With a clear grasp of patterns within the data and the relationships between my

performance data and WAD, I move on to my analysis of the relationship between WAD and

salary. To get an initial grasp of this relationship, I broke down LNRSAL into ten subsections to

get an idea of how higher salaried players perform relative to other players. I then created a box

plot showing WAD and each subsection of LNRSALARY for each type of pitcher (Figure 13).
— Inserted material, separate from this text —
PR #102, opened 2016-01-13
fix settings file and muliple tags/orders params

AudreyAltman:
This solves two bugs that that were introduced in release v1.2.2.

For starters, there is a positive, increasing relationship between WAD and LNRSALARY, shown

in the first panel. The same is true of relievers in the second panel, though the increases are less

drastic. What stands out, though, is the lack of a trend in the third panel, indicating that higher- paid closers do not have higher WAD.

This pattern is further shown by looking at a bar graph of average WAD for each subsection of RSALARY, for each type of pitcher (Figure 14). For starters and relievers, again, there is a positive trend, though the highest-paid relievers have lower average wins added. For closers, there is only a positive trend beginning in the top four RSALARY brackets, and only the highest two have higher average WAD than the fourth subsection.

To illustrate these results quantitatively, the mean of VALUE is positive for starters and relievers, but negative for closers (Table 2). The mean for closers, in fact, is nearly the opposite of the value for starters; on average, teams pay closers the same amount for every fewer game they win that they pay starters for their wins. This effect suggests a strong misevaluation of

closers’ worth. In order to more precisely evaluate teams’ valuation of pitchers, I do regression

analysis on LNRSALARY and WAD, employing five models, labeled A, B, C, D, and E. Each

model has three regressions, for each value of PITCHERTYPE. 12

For these models I dropped most performance variables because of high correlation with

WAD (Table 1). Thus, my simplest model, model A, uses as independent variables WAD,

ROOKIE, AGE, AGE2, EXPERIENCE, and YEAR, with SV included for closers only. In this

model the coefficient of WAD is significant for starters and closers, and all other coefficients are

significant on all three pitcher types. The high R-squared values for this model indicate that it has significant explanatory power. Predictably, ROOKIE has a negative coefficient, reflecting the structure of baseball’s bargaining agreement that pays rookies minor league salaries.

Experience has a high positive coefficient, probably reflecting the jump in salary once a player becomes a free agent. Year, too, has a positive coefficient, reflecting annual increases in real salary. The coefficient on WAD for starters indicates that an extra win implies a 10.6% increase in real salary, all else constant, while for closers an extra win results in a 7.98% decrease in real salary. The coefficient on WAD for relievers was not significant, and remained insignificant in subsequent models, likely a result of the many different roles those pitchers perform and the resulting unreliability of a metric that is influenced strongly by how much a player pitches. For closers, saves has a positive coefficient that implies five extra saves raises real salary by thirteen percent (Table 3).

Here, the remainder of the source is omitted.